Academic journal article ARSC Journal

Current Bibliography

Academic journal article ARSC Journal

Current Bibliography

Article excerpt

News of Publications

Scholarly publishing continues to adapt to the Internet Age, but the path has hardly been smooth. A few publishers have done it well, some are still trying to figure it out, and some have, frankly, botched it. One of the best in terms of Internet distribution is The DiscographerMagazine, mentioned in this column two issues ago (45:1). An offshoot of the resource-filled U.K. website, it covers U.S. and U.K. popular and classical recordings, mostly from the 1920s-1940s, including numerous discographies. After some growing pains all ten bimonthly issues published thus far are now available as downloads from the site, in color and with embedded URL links where appropriate. Unfortunately the cover is not part of the pdf. (Print copies are available by special order.) Since it's now downloadable, and thus permanent, it will be listed in this column.

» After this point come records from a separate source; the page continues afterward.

PR #14603, opened 2026-03-08
testing: Modernize quicktest assertions

jmooring:
- Replace qt.Not(qt.IsNil) with qt.IsNotNil
- Replace manual len() comparisons with qt.HasLen

### DIFF
--- a/cache/dynacache/dynacache_test.go
+++ b/cache/dynacache/dynacache_test.go
@@ -58,10 +58,10 @@ func TestCache(t *testing.T) {
 
 	opts := OptionsPartition{Weight: 30}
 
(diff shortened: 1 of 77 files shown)


bep:
I'm closing this. I have had a similar PR before, and my take then was:

* `qt.HasLen` almost always a bad choice, because the output you get on error is very noice (printing of big slices). The important part is the number. If that fails, you need to do some manual digging.
*  `qt.Not(qt.IsNil)` with `qt.IsNotNil` is a cosmetic change; I agree it's nicer to look at, so I often make that changes on _tests I'm working on_, but it's not worth its own mass commit.

jmooring:
Fair enough.

PR #14616, opened 2026-03-13
hugolib: Fix server no watch

### LINKED ISSUE #14615: Site fails to load with hugo server when --watch=false
This is consistently reproducible with v0.153.0 and later, even with the simplest of projects.

After running `hugo server --watch=false`, open the site in your browser. Instead of seeing the home page, you will see this:

Image

Reference: <https://discourse.gohugo.io/t/error-when-loading-site-after-successful-build/56854/>

jmooring:
Closes #14615

This was just a missed condition check. The error message is "Build called multiple times when not in watch or server mode" but we were not checking for server mode.

### DIFF
--- a/hugolib/hugo_sites_build.go
+++ b/hugolib/hugo_sites_build.go
@@ -61,7 +61,7 @@ import (
 // Build builds all sites. If filesystem events are provided,
 // this is considered to be a potential partial rebuild.
 func (h *HugoSites) Build(config BuildCfg, events ...fsnotify.Event) error {
-	if h.isRebuild() && !h.Conf.Watching() {
+	if h.isRebuild() && !h.Conf.Watching() && !h.Conf.Running() {
 		return errors.New("Build called multiple times when not in watch or server mode (typically with hugolib.Test(t, files).Build(); Build() is already called once by Test)")
 	}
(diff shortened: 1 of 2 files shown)


hugolib/hugo_sites_build.go
```diff
@@ -61,7 +61,7 @@ import (
 // Build builds all sites. If filesystem events are provided,
 // this is considered to be a potential partial rebuild.
 func (h *HugoSites) Build(config BuildCfg, events ...fsnotify.Event) error {
-	if h.isRebuild() && !h.Conf.Watching() {
+	if h.isRebuild() && !h.Conf.Watching() && !h.Conf.Running() {
```
bep, line 64: So, it was me remembering wrong here, but I'm pretty sure h.Conf.Running() returns `true` in both cases here (meaning either watch=true or server is running), which would be nice to get right to avoid future confusion.

jmooring:
I'm struggling with this. In an integration test, using TestOptWatching() implies watching only, while TestOptRunning() implies both. That doesn't seem to match what happens when you do this from the command line.

bep:
OK, it Friday afternoon at 16:25, the sun shines outside, the tests for this passes, I'll merge this and leave this confusion for another date.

Another laudable example is The Journal of Jazz Studies. Published by the highly regarded Institute for Jazz Studies at Rutgers University, this was in the 1970s one of the premiere journals for serious jazz scholarship. Originally issued semi-annually, it converted in 1982 to the Annual Review of Jazz Studies. That eventually petered out, after missing many years (it appears that 14 issues were published over the next 28 years). It was replaced in 2011 by a revived Journal of Jazz Studies, this time a semi-annual "open access" (i.e., free) Internet publication. At present articles have to be downloaded as individual pdfs, and abstracts are in a separate file, but I'm told that they are working on a way to make entire issues downloadable. Once again, the level of scholarship is high. It's available at http://jjs. and will be indexed here.

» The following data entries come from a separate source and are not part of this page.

PR #14659, opened 2026-03-23
markup/rst: Add short syntax highlighting with fallback

### LINKED ISSUE #5349: reStructuredText uses long token names for syntax highlighting

xndvaz:
This PR fixes #5349 by passing `--syntax-highlight=short` to `rst2html`, so generated token classes use the short Pygments form.

Why this approach:
- Keeps the change scoped to `markup/rst` with minimal behavioral surface.
- Adds a compatibility fallback: if output is not parseable with `--syntax-highlight=short`, Hugo retries once without that flag.
- Uses a dedicated warning ID (`warning-rst-syntax-highlight-fallback`) to make fallback logging deduplicable and easier to track.

Tests:
- Argument assembly (Unix/Windows path shapes).
- Normal path with short syntax highlighting enabled.
- Compatibility fallback path when `--syntax-highlight=short` is not usable.
- Existing RST conversion test remains covered.

Validation:
- `go test ./markup/rst/...`
- `go test -race ./markup/rst/...`
- `./check.sh ./markup/rst/...`
- `./check.sh ./markup/...`
- `./check.sh ./...` (final rerun passed)

AI assistance disclosure:
- This PR was developed with AI assistance. Scope was limited to this bug fix, tests, and validation commands; all changes were reviewed before submission.


xndvaz:
Quick note on commit verification history: the earlier commit `b7e1b28` (shown as Unverified) was superseded by a force-push, and the current commit on this PR is `889275e` with a valid Verified SSH signature.

I updated this to keep the final PR state signed and verifiable.

xndvaz:
Follow-up note: this PR now includes a small test-only commit (`c6000c08f`) to fix current CI on `master` after deprecation removal of `_build`.

Specifically, `TestCascadeBuildOptionsTaxonomies` in `hugolib/cascade_test.go` used `cascade._build`, which now errors. The fixture was updated to `cascade.build` with no runtime behavior change for Hugo itself.

xndvaz:
Hi @bep, gentle FUP on this PR.
It is now up to date with `master` and all checks are green.  
Happy to adjust anything if needed. Thanks for your time!

markup/rst/convert.go
```diff
@@ -75,23 +80,20 @@ func (c *rstConverter) getRstContent(src []byte, ctx converter.DocumentContext)
...
-		result, err = internal.ExternallyRenderContent(c.cfg, ctx, src, binaryName, args)
-	}
+	result, err = c.renderContent(ctx, src, binaryName, binaryPath, true)
 
 	if err != nil {
 		return nil, err
 	}
 
+	if shouldRetryWithoutShortSyntaxHighlight(result) {
+		logger.Warnidf(constants.WarnRstSyntaxHighlightFallback, "%s did not return a parseable body with %s; retrying without it", binaryName, rst2ShortSyntaxHighlightArg)
```
bep: Is this something that can happen? Do you know of any realistic case?

xndvaz: Yes, this can happen with older docutils/rst2html versions that don’t support `--syntax-highlight=short`.

In that case, `rst2html` exits non-zero and writes an “unrecognized arguments” error, and we may end up without a parseable `<body>...</body>` output. The fallback retries once without `--syntax-highlight=short`, so rendering still succeeds.

I also updated `TestGetRstContentFallbackWithoutShortSyntaxHighlight` to simulate that realistic failure mode (stderr + exit code 2), instead of a silent empty-output case.

bep: Yea, OK. If Gemini is correct that flag was added in the 0.13 release (2016-12-20), almost 10 years ago. We could possibly detect that error and throw an error telling people that they need to upgrade.

xndvaz: Makes sense. I usually try to maximize backward compatibility, which is why I initially kept the fallback.

That said, I agree requiring an upgrade is the better trade-off here. I’ve updated this to detect unsupported `--syntax-highlight=short` and return a clear error:

`rst2html does not support --syntax-highlight=short; please upgrade Docutils (0.13+ required)`.

markup/rst/convert.go
```diff
@@ -75,23 +82,28 @@ func (c *rstConverter) getRstContent(src []byte, ctx converter.DocumentContext)
...
-		args := []string{"--leave-comments", "--initial-header-level=2"}
-		result, err = internal.ExternallyRenderContent(c.cfg, ctx, src, binaryName, args)
-	}
+	result, err = c.renderContent(ctx, src, binaryName, binaryPath, true)
 
 	if err != nil {
 		return nil, err
 	}
 
+	if shouldRetryWithoutShortSyntaxHighlight(result) {
```
bep: This entire bock looks both superfluous and too complex (including the warn statement).

I would expect `renderContent` above to return an non-nil err when passed an unknown flag.

If I do 

```
 rst2html --adfasdfasdf                         ✘ 2 main ✱
Usage
=====
  rst2html [options] [<source> [<destination>]]

rst2html: error: no such option: --adfasdfasdf
```


So, in `TestGetRstContentFallbackWithoutShortSyntaxHighlight`, which currently does not test anything real, I would rather see just make `rst2ShortSyntaxHighlightArg` into a var and temporarily change that to something unknown during test and verify that you get a sensible error return for the unknown flag.

xndvaz: Good call. I simplified this.

I removed the fallback/retry block (including the warn + extra detection helpers), made `rst2ShortSyntaxHighlightArg` a package var, and updated the test to temporarily set it to `--adfasdfasdf` and assert we return a non-nil error.

So this is now fail-fast: if the output has no parseable `<body>...</body>`, we return a clear error that the flag may be unsupported.

Qodo-Free-For-OSS:
Hi, The new body parsing treats missing `<body>`/`</body>` markers as a hard error, whereas the previous code returned a best-effort slice of the output. This can break environments where rst2html emits different body markers/formatting and will now fail rendering instead of returning HTML.

**Severity:** remediation recommended | **Category:** reliability

**How to fix:** Retry or relax body parse

> ### Issue description
> `getRstContent` now errors if the rendered HTML doesn’t contain exact `<body>\n` and `\n</body>` markers. Older/variant rst2html outputs may differ slightly, causing unnecessary failures.
> 
> ### Issue Context
> If you add the intended fallback retry (short → long), the parse check should be used to trigger fallback rather than immediately failing. After fallback, you may still want to be lenient and return best-effort output as before.
> 
> ### Fix Focus Areas
> - markup/rst/convert.go[85-92]
> 
> ### What to change
> - Use the parse failure as the trigger for the fallback attempt.
> - After the fallback attempt, consider restoring prior best-effort behavior (e.g., default to full output or safe slicing) rather than hard erroring, unless a hard error is explicitly desired across all rst2html variants.

---
*Found by [Qodo](https://qodo.ai) code review*

bep:
@xndvaz I suggest that you start fresh with a new branch and a new PR. I don't have time to navigate this PR over the finish lime.

To fix this issue, we need to add `--syntax-highlight=short` and one or two **integration tests**. That should be a much smaller diff than this one.

xndvaz:
Opened a fresh minimal replacement PR as suggested: #14841.

This keeps the history here while giving the fix a clean review thread.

Some publishers, however, don't seem to understand that scholarship needs to be disseminated in some type of permanent and preservable form, not as a now-you-see-it-now-you-don't website. Since 2011 the Society for American Music has been going back and forth between making its Bulletin available as a downloadable pdf or as a website which could change or disappear at any time (the current issue is not downloadable). Assuming they settle down to pdfs it will be reinstated here.

Some established publications that I list, including Blue Suede News, Classical Recordings Quarterly and Goldmine, have begun making pdf versions available. I prefer them that way--much easier to organize and store, and easily readable with today's technology--but you can still get them in hard copy if you prefer. At least, for now.

Here are a few notes about recent articles. Popular Music & Society devotes its entire February 2015 issue to contemporary fandom and its many manifestations, many of which live on the Internet, with occasional backward glances to fan practices of the past. Duke Ellington's nephew Stephen James does not mince words in his "review essay" about Terry Teachout's recent Ellington biography Duke: A Life of Duke Ellington, in The Journal of Jazz Studies (Summer 2014). The title of the essay says it all: "Skin Deep: Race, Bias and Fallacy in Terry Teachout's Ellington Biography."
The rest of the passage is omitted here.